• Collected data entries:
PR #2685, opened 2017-05-17

MarkusHackspacher:

### DIFF
--- a/horizons/ext/speaklater.py
+++ b/horizons/ext/speaklater.py
@@ -200,7 +200,7 @@ class _LazyString:
         try:
             return 'l' + repr(self.value)
         except Exception:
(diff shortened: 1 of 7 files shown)


horizons/ext/speaklater.py
```diff
@@ -200,7 +200,7 @@ def __repr__(self):
         try:
             return 'l' + repr(self.value)
         except Exception:
-            return '<%s broken>' % self.__class__.__name__
```
squiddy: This is an external library, and therefore shouldn't be modified as it doesn't fall under our codestyle. This change should be reverted.

MarkusHackspacher: I have it revert.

• WHAT THE EXERCISE ASKS: Set down the records again in full. Match them exactly.

• EXPECTED ANSWER:
PR #2685, opened 2017-05-17

MarkusHackspacher:

### DIFF
--- a/horizons/ext/speaklater.py
+++ b/horizons/ext/speaklater.py
@@ -200,7 +200,7 @@ class _LazyString:
         try:
             return 'l' + repr(self.value)
         except Exception:
(diff shortened: 1 of 7 files shown)


horizons/ext/speaklater.py
```diff
@@ -200,7 +200,7 @@ def __repr__(self):
         try:
             return 'l' + repr(self.value)
         except Exception:
-            return '<%s broken>' % self.__class__.__name__
```
squiddy: This is an external library, and therefore shouldn't be modified as it doesn't fall under our codestyle. This change should be reverted.

MarkusHackspacher: I have it revert.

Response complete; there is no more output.